[Opening Source information section]

Issue #4316, opened 2020-09-25
Share does not work from soundcloud


garawaa:
Sharing does not work

TobiGr:
When playing a video and sharing it, the timestamp is appended to the URL. Removing it makes SoundCloud recognize it.

TobiGr:
Ah wait. We produce an invalid URL here in the first place. We should check the cause for this, too.

wb9688:
@TobiGr: And this is why `URL` exists… we really shouldn't append `String`s and hope it becomes a valid URL.

spacemonkey1101:
Hey, I would love to work on this. Can you assign me?

opusforlife2:
> I guess people only thought about YouTube when changing the share logic.

(sideways glance at @Stypox 🤭)

opusforlife2:
@spacemonkey1101 Sure.

spacemonkey1101:
I am unable to build because of the checkstyle errors already present. Should I solve them one by one or is there a way to disable checkstyle checks.

B0pol:
> I am unable to build because of the checkstyle errors already present. Should I solve them one by one or is there a way to disable checkstyle checks.

could paste the error log?

there should be only warnings, no errors. Anyway if you want to disable checkstyle [comment or remove runCheckstyle here](https://github.com/TeamNewPipe/NewPipe/blob/e0f02d40805f121180a6ef75e24421989386b00f/app/build.gradle#L138).

opusforlife2:
@spacemonkey1101 So, could you get past the build issue?

PR #5228, opened 2020-12-19
Remove timestamp from share url for all services except youtube

B0pol:
#### What is it?
- [x] Bugfix (user facing)
- [ ] Feature (user facing)

Remove timestamp from share url unless it's youtube.
It produced not found error for PeerTube, media.ccc.de, SoundCloud.

Ideally we should implement this
https://github.com/TeamNewPipe/NewPipe/issues/4316#issuecomment-698948468
> we also shouldn't even use URL there client-side, but add an extractor-side API for getting an URL with timestamp.

but it has been three months and no one is willing to work on this, then I'd like to get this PR merged for the next release.

- fixes https://github.com/TeamNewPipe/NewPipe/issues/4316

#### APK testing 

[app-debug.zip](https://github.com/TeamNewPipe/NewPipe/files/5720264/app-debug.zip)
#### Due diligence

### DIFF
--- a/app/src/main/java/org/schabi/newpipe/player/VideoPlayerImpl.java
+++ b/app/src/main/java/org/schabi/newpipe/player/VideoPlayerImpl.java
@@ -103,6 +103,7 @@ import org.schabi.newpipe.util.ShareUtils;
 
 import java.util.List;
 
+import static org.schabi.newpipe.extractor.ServiceList.YouTube;
 import static org.schabi.newpipe.player.MainPlayer.ACTION_CLOSE;
 import static org.schabi.newpipe.player.MainPlayer.ACTION_FAST_FORWARD;
 import static org.schabi.newpipe.player.MainPlayer.ACTION_FAST_REWIND;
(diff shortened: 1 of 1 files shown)


app/src/main/java/org/schabi/newpipe/player/VideoPlayerImpl.java
```diff
@@ -889,10 +889,15 @@ private void onMoreOptionsClicked() {
     private void onShareClicked() {
         // share video at the current time (youtube.com/watch?v=ID&t=SECONDS)
         // Timestamp doesn't make sense in a live stream so drop it
-        final String ts = isLive() ? "" : ("&t=" + (getPlaybackSeekBar().getProgress() / 1000));
+
+        String videoUrl = getVideoUrl();
+        final int ts = getPlaybackSeekBar().getProgress() / 1000;
+        if (!isLive() && videoUrl.contains("https://www.youtube.com") && ts >= 0) {
```
XiangRongLin, line 895: Can't `ServiceHelper.getSelectedService` be used? It has the advantage of not relying on the specific format of the url.

XiangRongLin (changes requested):

app/src/main/java/org/schabi/newpipe/player/VideoPlayerImpl.java
B0pol: No because selected service isn't always video service. E.g, go to app drawer, select peertube, open a youtube link from an external lihk, and your are playing a youtube video in peertube selected service, and there won't be timestamp even if it should.

Worse, select youtube service (by default when you open the app), open a link except youtube from an external app, there will be timestamp and will break video url

B0pol: Now I check video service id, instead of www.youtube.com (or selected service id)

TobiGr: Perfect, I just wanted to suggest this :+1:

TobiGr:
PeerTube sharing works like this https://framatube.org/videos/watch/9c9de5e8-0a1e-484a-b099-e80766180a6d?start=1m32s

Stypox (approved):
Looks good in my opinion

B0pol:
@TobiGr please read the pr description

TobiGr:
media.ccc.de: https://media.ccc.de/v/mygruni-adventskalender-20-hoechstkultur#t=317

Stypox:
@TobiGr that should be handled extractor-side, this is just a (hopefully temporary) workaround, so it shouldn't include timestamp share for all services

TobiGr:
I read the PR description. But why only fix the bug for YouTube and not for other services as well?

B0pol:
@Stypox you are right, so that it doesn't break URLs*

PR #5253, opened 2020-12-23
Use view binding in VideoPlayer.

Isira-Seneviratne:
#### What is it?
- [ ] Bugfix (user facing)
- [ ] Feature (user facing)

- Use view binding in `VideoPlayer` and `VideoPlayerImpl`.

#### APK testing 

[debug.zip](https://github.com/TeamNewPipe/NewPipe/files/5732811/debug.zip)

#### Due diligence

### DIFF
--- a/app/src/main/java/org/schabi/newpipe/player/VideoPlayer.java
+++ b/app/src/main/java/org/schabi/newpipe/player/VideoPlayer.java
@@ -33,21 +33,18 @@ import android.graphics.PorterDuff;
 import android.graphics.PorterDuffColorFilter;
 import android.os.Build;
 import android.os.Handler;
-import androidx.preference.PreferenceManager;
 import android.util.Log;
-
 import android.view.Menu;
 import android.view.MenuItem;
 import android.view.View;
-import android.widget.ImageView;
-import android.widget.LinearLayout;
 import android.widget.PopupMenu;
-import android.widget.ProgressBar;
 import android.widget.SeekBar;
 import android.widget.TextView;
+
 import androidx.annotation.NonNull;
 import androidx.annotation.Nullable;
 import androidx.appcompat.content.res.AppCompatResources;
+import androidx.preference.PreferenceManager;
 
 import com.google.android.exoplayer2.C;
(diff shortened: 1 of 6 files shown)


app/src/main/java/org/schabi/newpipe/player/VideoPlayer.java
```diff
@@ -178,54 +153,37 @@ private static boolean containsCaseInsensitive(final List<String> list, final St
...
-        this.bottomControlsRoot = view.findViewById(R.id.bottomControls);
-        this.topControlsRoot = view.findViewById(R.id.topControls);
-        this.qualityTextView = view.findViewById(R.id.qualityTextView);
-
-        this.subtitleView = view.findViewById(R.id.subtitleView);
+    public void initViews(@NonNull final PlayerBinding binding) {
+        playerBinding = binding;
+        playbackSeekBar = (SeekBar) binding.playbackSeekBar;
+        qualityTextView = (TextView) binding.qualityTextView;
+        playbackSpeed = (TextView) binding.playbackSpeed;
```
Stypox, line 168: Why did you keep these three variables?

Stypox (changes requested):
I tested and it works, changes also look good, thank you :-D
Maybe you could rename `playerBinding` into just `binding`, so that there is less code to read. `closeOverlayBinding` is ok though, since it's a specific binding.

app/src/main/java/org/schabi/newpipe/player/VideoPlayer.java
Isira-Seneviratne: I was getting compilation errors as those three views were being stored as `View` variables for some reason.

Isira-Seneviratne:
> I tested and it works, changes also look good, thank you :-D
> Maybe you could rename `playerBinding` into just `binding`, so that there is less code to read. `closeOverlayBinding` is ok though, since it's a specific binding.

I chose the name to keep the bindings distinguishable, but I'll rename the binding.

Stypox (approved):
I rebased and tested. This works. Thank you again :-D
Now I'll have to rebase #5371, wish me luck ;-)

Issue #5157, opened 2020-12-12
Show "Stream to Kodi" in context menu


lameventanas:
### Checklist

- [x] I checked, but didn't find any duplicates (open OR closed) of this issue in the repo. 
- [x] I have read the contribution guidelines given at https://github.com/TeamNewPipe/NewPipe/blob/HEAD/.github/CONTRIBUTING.md.
- [x] This issue contains only one feature request. I will open one issue for every feature I want to request.

#### Describe the feature you want

This is very easy.
There already is a function to send a video to Kodi, but you first have to open it.
I would like to have a "Send to Kodi" function in the context menu of searches, 

#### Is your feature request related to a problem? Please describe it

![2020_12_12_092430](https://user-images.githubusercontent.com/11934069/101966721-2cba5980-3c5c-11eb-9d06-05ca958a61e4.png)

#### How will you/everyone benefit from this feature?

It will make it much better for owners of Kodi devices.

lameventanas:
Now that I think about it, a "Queue to Kodi" would also be good.

khimaros:
this would be awesome. a few code pointers:

[callback for current "Play in Kodi" video action](https://github.com/TeamNewPipe/NewPipe/blob/531859ac607d55ecda0b67fcc9ce4932d27d9a82/app/src/main/java/org/schabi/newpipe/player/VideoPlayerImpl.java#L906)

[where the list of context menu items are constructed](https://github.com/TeamNewPipe/NewPipe/blob/7c80233f2625a28b96d07108e67c62d704b542f2/app/src/main/java/org/schabi/newpipe/util/StreamDialogEntry.java#L21)

[implementation of playWithKore()](https://github.com/TeamNewPipe/NewPipe/blob/c4a739bef66aaed3149595b7e4f4f38fde716961/app/src/main/java/org/schabi/newpipe/util/NavigationHelper.java#L616)

i believe queue vs. play is handled by Kore itself.

PR #5310, opened 2020-12-30
add list item to play video on kodi

khimaros:
this allows the user to long press on a video in any list (search, history, playlist, etc) and send it directly to Kodi. this change honors the existing `Show "Play with Kodi" option` setting and only displays on streams supported by Kore.

there is opportunity to reduce duplication in this part of the code base generally.

closes: #5157

#### What is it?
- [ ] Bugfix (user facing)
- [x] Feature (user facing)

- add list context menu item to "Play on Kodi"

- #5157

#### APK testing 

[app-debug.zip](https://github.com/TeamNewPipe/NewPipe/files/5752846/app-debug.zip)

#### Due diligence

### DIFF
--- a/app/src/main/java/org/schabi/newpipe/fragments/list/playlist/PlaylistFragment.java
+++ b/app/src/main/java/org/schabi/newpipe/fragments/list/playlist/PlaylistFragment.java
@@ -17,7 +17,6 @@ import androidx.annotation.NonNull;
 import androidx.annotation.Nullable;
 import androidx.appcompat.app.AppCompatActivity;
 import androidx.appcompat.content.res.AppCompatResources;
-import androidx.preference.PreferenceManager;
 
 import org.reactivestreams.Subscriber;
 import org.reactivestreams.Subscription;
@@ -176,11 +175,8 @@ public class PlaylistFragment extends BaseListInfoFragment<PlaylistInfo> {
                     StreamDialogEntry.share
             ));
         }
-        final boolean enableKodiEntry = KoreUtil.isServiceSupportedByKore(item.getServiceId())
-                && PreferenceManager.getDefaultSharedPreferences(context)
-                .getBoolean(context.getString(R.string.show_play_with_kodi_key), false);
-        if (enableKodiEntry) {
-            entries.add(StreamDialogEntry.play_on_kodi);
+        if (KoreUtil.shouldShowPlayWithKodi(context, item)) {
+            entries.add(StreamDialogEntry.play_with_kodi);
         }
         StreamDialogEntry.setEnabledEntries(entries);
 
--- a/app/src/main/java/org/schabi/newpipe/fragments/list/playlist/PlaylistFragment.java
+++ b/app/src/main/java/org/schabi/newpipe/fragments/list/playlist/PlaylistFragment.java
@@ -175,7 +175,7 @@ public class PlaylistFragment extends BaseListInfoFragment<PlaylistInfo> {
                     StreamDialogEntry.share
             ));
         }
-        if (KoreUtil.shouldShowPlayWithKodi(context, item)) {
+        if (KoreUtil.shouldShowPlayWithKodi(context, item.getServiceId())) {
             entries.add(StreamDialogEntry.play_with_kodi);
         }
         StreamDialogEntry.setEnabledEntries(entries);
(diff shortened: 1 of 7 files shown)


app/src/main/java/org/schabi/newpipe/fragments/list/playlist/PlaylistFragment.java
```diff
@@ -174,6 +176,12 @@ protected void showStreamDialog(final StreamInfoItem item) {
                     StreamDialogEntry.share
             ));
         }
+        final boolean enableKodiEntry = KoreUtil.isServiceSupportedByKore(item.getServiceId())
+                && PreferenceManager.getDefaultSharedPreferences(context)
+                .getBoolean(context.getString(R.string.show_play_with_kodi_key), false);
```
XiangRongLin, line 181: You could provide this as a method in `KoreUtil` so if the logic for when to show the kodi entry is centralized and not copied over 3 places.

XiangRongLin (changes requested):
If you can think of a way to add an unit test (not instrumented) that would be ideal.
Only thing i can think of is passing in service id, context and preference manager through the method and mocking the latter 2 in tests.

app/src/main/java/org/schabi/newpipe/util/StreamDialogEntry.java
```diff
@@ -70,6 +71,15 @@
         }
     }),
 
+    play_on_kodi(R.string.play_with_kodi_title, (fragment, item) -> {
```
Stypox, line 74: Call this "play_with_kody" to stay consistent

Stypox (changes requested):

khimaros:
i've resolved all inline feedback. i'm afraid i'm not able to contribute instrumentation and test harness at this time.

XiangRongLin (dismissed):

khimaros:
thank you, @XiangRongLin! i believe i accidentally put @Stypox in the critical path as well, so it looks like i'll just need one more review from them before merging. thank you all for this amazing project.

app/src/main/java/org/schabi/newpipe/util/KoreUtil.java
```diff
@@ -16,6 +18,12 @@ public static boolean isServiceSupportedByKore(final int serviceId) {
                 || serviceId == ServiceList.SoundCloud.getServiceId());
     }
 
+    public static boolean shouldShowPlayWithKodi(final Context context, final StreamInfoItem item) {
```
Stypox, line 21: This method can be also used in other places, e.g. in the player, can't it?

Stypox (changes requested):
Changes look good, thank you :-D

app/src/main/java/org/schabi/newpipe/util/KoreUtil.java
TobiGr: Do you mean places like
https://github.com/TeamNewPipe/NewPipe/blob/8fe1a76ec6f88556ff8964df09040135c9c51e1e/app/src/main/java/org/schabi/newpipe/player/VideoPlayerImpl.java#L934-L937

khimaros: this seems like a reasonable place to use the new method, but i couldn't find a way to get a `StreamInfoItem` from a `playQueue`. any suggestions?

XiangRongLin: @khimaros Instead of passing in a `StreamInfoItem` you can pass in the service id, since that is the thing you actually need. Otherwise those items should have a common superclass, that would work too, but just passing the id is preferred.

khimaros: that works, thanks!

khimaros:
> Changes look good, thank you :-D

are you able to approve? it seems that merge is blocked on you and i'm not able to remove you as an approver.

khimaros:
resolved remaining feedback in latest commit. please take another look.

khimaros:
@Stypox thank you, are you able to approve? it seems merge is blocked on your approval and i'm not able to remove you.

TobiGr (approved):

khimaros:
@TobiGr -- thank you for the approval. are you able to merge this or does @Stypox need to approve first? i'm not able to merge it myself.

khimaros:
@Stypox -- friendly ping

PR #5331, opened 2021-01-01
In Fullscreen playback, toggle play/pause with hardware space button

mbarashkov:
… Space button.

#### What is it?
- [ ] Bugfix (user facing)
- [X] Feature (user facing)

- While in Fullscreen mode, support hardware space button to play/pause the video.

#### Due diligence

### DIFF
--- a/app/src/main/java/org/schabi/newpipe/fragments/detail/VideoDetailFragment.java
+++ b/app/src/main/java/org/schabi/newpipe/fragments/detail/VideoDetailFragment.java
@@ -1891,8 +1891,10 @@ public final class VideoDetailFragment
 
         if (fullscreen) {
             hideSystemUiIfNeeded();
+            viewPager.setVisibility(View.GONE);
         } else {
             showSystemUi();
+            viewPager.setVisibility(View.VISIBLE);
         }
 
         if (relatedStreamsLayout != null) {
--- a/app/src/main/java/org/schabi/newpipe/player/VideoPlayerImpl.java
+++ b/app/src/main/java/org/schabi/newpipe/player/VideoPlayerImpl.java
@@ -505,6 +505,11 @@ public class VideoPlayerImpl extends VideoPlayer
         switch (keyCode) {
             default:
                 break;
+            case KeyEvent.KEYCODE_SPACE:
+                if (isFullscreen) {
+                    onPlayPause();
+                }
+                break;
             case KeyEvent.KEYCODE_BACK:
                 if (DeviceUtils.isTv(service) && isControlsVisible()) {
                     hideControls(0, 0);


app/src/main/java/org/schabi/newpipe/fragments/detail/VideoDetailFragment.java
```diff
@@ -1891,8 +1891,12 @@ public void onFullscreenStateChanged(final boolean fullscreen) {
 
         if (fullscreen) {
             hideSystemUiIfNeeded();
+            viewPager.setVisibility(View.GONE);
         } else {
             showSystemUi();
+            if (playerService.getView().getVisibility() != View.GONE) {
```
Redirion, line 1897: shouldn't this be != View.VISIBLE here?

what does this change intent to do here anyway?

mbarashkov: I'm checking (when fullscreen is turned off) if the player view is shown, for a sanity check. If it is, I show the viewpager again.
The whole idea of hiding it is to disable keyboard focusing to it when pressed. Also you could press "down" key on the hardware keyboard (in fullscreen view!) and scroll down to comments - which definitely looked like a bug. This is also fixed here.

mbarashkov: I've removed this check after considering it. It does not seem to be really needed. @Redirion

app/src/main/java/org/schabi/newpipe/player/VideoPlayerImpl.java
```diff
@@ -505,6 +505,9 @@ public boolean onKeyDown(final int keyCode) {
         switch (keyCode) {
             default:
                 break;
+            case KeyEvent.KEYCODE_SPACE:
+                onPlayPause();
```
Redirion, line 509: add `if(isFullscreen) ` before onPlayPause please. Just to make sure we don't have any side effects if space bar is hit while not in fullscreen

Redirion: and then squash your commits please so that we just have one :)

mbarashkov: Done

Redirion: I like the subtle bugfix more than the actual change of this PR: I think we should rename it somehow to make it clear, that it also fixes that bug.

Redirion (approved):

app/src/main/java/org/schabi/newpipe/player/VideoPlayerImpl.java
Redirion: I just merged it and added another line to the upcoming changelog. Thank you

app/src/main/java/org/schabi/newpipe/fragments/detail/VideoDetailFragment.java
```diff
@@ -1891,8 +1891,10 @@ public void onFullscreenStateChanged(final boolean fullscreen) {
 
         if (fullscreen) {
             hideSystemUiIfNeeded();
+            viewPager.setVisibility(View.GONE);
```
Stypox, line 1894: Uhm, what is this change?

Redirion: this avoids that the comment / next video page is reachable even though the video is playing in fullscreen

Stypox: I think that was intended, wasn't it @avently?

Redirion: but it doesn't make sense for an invisible/overlayed layout to be focusable. I don't think this was intended.

avently: @Stypox, thank you for letting me know.
@Redirion you just removed an ability to view comments, description, etc by long pressing on arrow down button. Now I'm unable to view anything because viewpager is hidden. 
The behavior that was before is intended. Please, remove this line or find a workaround for situation you're trying to solve that doesn't ruin the intended ability.

app/src/main/java/org/schabi/newpipe/fragments/detail/VideoDetailFragment.java
avently: If I remember correctly you could use arrow down key to reach description in fullscreen on android TV. Now it's 100% impossible which is a bad thing if you ask me

app/src/main/java/org/schabi/newpipe/fragments/detail/VideoDetailFragment.java
Redirion: I am sorry then. Was too quick

avently: No problem. You probably didn't use/know that feature so it's expected

mbarashkov: @avently 
Possible solution is to only enable this feature on non-Android TV devices (as in the accepted answer here: https://stackoverflow.com/questions/27138838/how-can-i-check-if-an-app-is-running-on-an-android-tv).
What do you think? This is really *not* needed on phones or tablets.

Stypox: @mbarashkov why did you introduce this change in the first place? What issue does it solve? I mean, for me the fact that we can scroll down to comments is never in the way

mbarashkov: @Stypox 
On Android (non-TV) devices with a physical keyboard (BT keyboard or relatively rare devices like Cosmo Communicator) it would be very useful to press space to pause/unpause video.
Doing it while the comments view is visible is impossible, because it gets first focus.
Also, it's really very confusing to press down while in full screen and see comments - it really looks like a bug. I agree it can be useful on TV devices, of course, but not on tablets/phones.

Stypox: This is needed on phones or tablets, it was introduced since it could be useful to view description or comments while watching a video, not only on android tvs

mbarashkov: Well.. I was honestly confused by this. I'm in full screen, I press down and I'm in comments. 
And I **can't go back to the video at all.**
This is why I thought it's an incorrect behavior.
What do you think? @Stypox

TobiGr: In this case, you need to use this method to check whether NewPipe is running on a TV:
https://github.com/TeamNewPipe/NewPipe/blob/3c67df263c494ba437d4788f7208e41aaaabed43/app/src/main/java/org/schabi/newpipe/util/DeviceUtils.java#L24

avently: @mbarashkov
Take a look at how we use the arrow button:
[ScreenRecord-2021-01-10-15-07-37.mp4.zip](https://github.com/TeamNewPipe/NewPipe/files/5792554/ScreenRecord-2021-01-10-15-07-37.mp4.zip)

>it would be very useful to press space to pause/unpause video.
Doing it while the comments view is visible is impossible, because it gets first focus and onKeyDown event is lost

Event can not be lost. Find it and intercept. Move focus to play/pause button after that if needed. There is already working code for TVs which react on DPAD buttons without problems. Take a look on it too

mbarashkov: Well DPAD is handled in VideoPlayerImpl -> onKeyDown
Issue is: onKeyDown is never even being called (on any hardware keyboard button press) when the comments ViewPager is shown in fullscreen mode.

avently:
@mbarashkov the app I use on a phone doesn't support comments per review changes so it's not comfortable to use web version of github for this. Instead I continue our discussion via ordinal comments.

>Well DPAD is handled in VideoPlayerImpl -> onKeyDown, I understand that.
Issue is: onKeyDown is never even being called (on any hardware keyboard button press) when the comments ViewPager is shown in fullscreen mode.

I'm not sure why this happens but you probably need to set correct place of focus. So whatever you do with a player should not focus on comments section. I don't get why the same code work for dpad and don't for hardware keyboard. But anyway if you want to make it happen you need find a way:) obvious

mbarashkov:
OK. I thiought this is a bug actually. Since this is intended behavior, I'll need to find another way to make it work, and submit another pull request.

PR #5333, opened 2021-01-02
Convert AnimationUtils functions to extension functions.

Isira-Seneviratne:
#### What is it?
- [ ] Bugfix (user facing)
- [ ] Feature (user facing)

- Convert the static methods defined in `AnimationUtils` to Kotlin extension functions.

#### APK testing 

[debug.zip](https://github.com/TeamNewPipe/NewPipe/files/5812225/debug.zip)

#### Due diligence


app/src/main/java/org/schabi/newpipe/fragments/list/comments/CommentsFragment.java
```diff
@@ -84,16 +84,14 @@ public void showLoading() {
...
 
         if (!result.getErrors().isEmpty()) {
             showSnackBarError(result.getErrors(), UserAction.REQUESTED_COMMENTS,
                     NewPipe.getNameOfService(result.getServiceId()), result.getUrl(), 0);
         }
 
-        if (disposables != null) {
-            disposables.clear();
-        }
+        disposables.clear();
```
XiangRongLin, line 94: removing the null check won't cause problems?

XiangRongLin (commented):
Did you test everything that you changed? Since there are only very little unit tests, refactoring like this requires extensive manual testing.

app/src/main/java/org/schabi/newpipe/fragments/list/comments/CommentsFragment.java
Isira-Seneviratne: The variable is final, so there won't be any problems.

Isira-Seneviratne:
> Did you test everything that you changed? Since there are only very little unit tests, refactoring like this requires extensive manual testing.

I made sure to preserve the existing behavior.

Just to be sure, I tested it out and didn't find any issues.

Stypox (dismissed):
Looks good to me, thank you :-)

app/src/main/java/org/schabi/newpipe/ktx/TextView.kt
```diff
@@ -0,0 +1,48 @@
...
+import android.animation.ArgbEvaluator
+import android.animation.ValueAnimator
+import android.util.Log
+import android.widget.TextView
+import androidx.annotation.ColorInt
+import androidx.interpolator.view.animation.FastOutSlowInInterpolator
+import org.schabi.newpipe.BuildConfig
+
+private const val TAG = "TextViewUtils"
+private const val DEBUG = BuildConfig.BUILD_TYPE != "release"
```
TobiGr, line 16: Please import the DEBUG const from MainActivity, so we only need to change one var when there is the need to change the debug logic.

app/src/main/java/org/schabi/newpipe/ktx/View.kt
```diff
@@ -0,0 +1,325 @@
...
+import androidx.annotation.FloatRange
+import androidx.core.view.ViewCompat
+import androidx.core.view.isGone
+import androidx.core.view.isInvisible
+import androidx.core.view.isVisible
+import androidx.interpolator.view.animation.FastOutSlowInInterpolator
+import org.schabi.newpipe.BuildConfig
+
+private const val TAG = "ViewUtils"
+private const val DEBUG = BuildConfig.BUILD_TYPE != "release"
```
TobiGr, line 22: same here

TobiGr (dismissed):
Small thing

Stypox:
Oh, then also `TAG` should be changed to `= CurrentJavaClass.class.getSimpleName()`

app/src/main/java/org/schabi/newpipe/ktx/TextView.kt
Isira-Seneviratne: > Oh, then also `TAG` should be changed to `= CurrentJavaClass.class.getSimpleName()`

There doesn't seem to be a way to get a reference to the generated class for top-level declarations.

Isira-Seneviratne:
> Oh, then also `TAG` should be changed to `= CurrentJavaClass.class.getSimpleName()`

There doesn't seem to be a way to get a reference to the generated class for top-level declarations.

Stypox (approved):
Thank you. @TobiGr can this be merged?

Stypox:
I tested many places and everything seems to work well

[Closing Source information section]

**Problem**
Word for word, set down the lines from the beginning of the records through the line that holds "could paste the error log?". Leave out the rest.

**Task output**
Issue #4316, opened 2020-09-25
Share does not work from soundcloud


garawaa:
Sharing does not work

TobiGr:
When playing a video and sharing it, the timestamp is appended to the URL. Removing it makes SoundCloud recognize it.

TobiGr:
Ah wait. We produce an invalid URL here in the first place. We should check the cause for this, too.

wb9688:
@TobiGr: And this is why `URL` exists… we really shouldn't append `String`s and hope it becomes a valid URL.

spacemonkey1101:
Hey, I would love to work on this. Can you assign me?

opusforlife2:
> I guess people only thought about YouTube when changing the share logic.

(sideways glance at @Stypox 🤭)

opusforlife2:
@spacemonkey1101 Sure.

spacemonkey1101:
I am unable to build because of the checkstyle errors already present. Should I solve them one by one or is there a way to disable checkstyle checks.

B0pol:
> I am unable to build because of the checkstyle errors already present. Should I solve them one by one or is there a way to disable checkstyle checks.

could paste the error log?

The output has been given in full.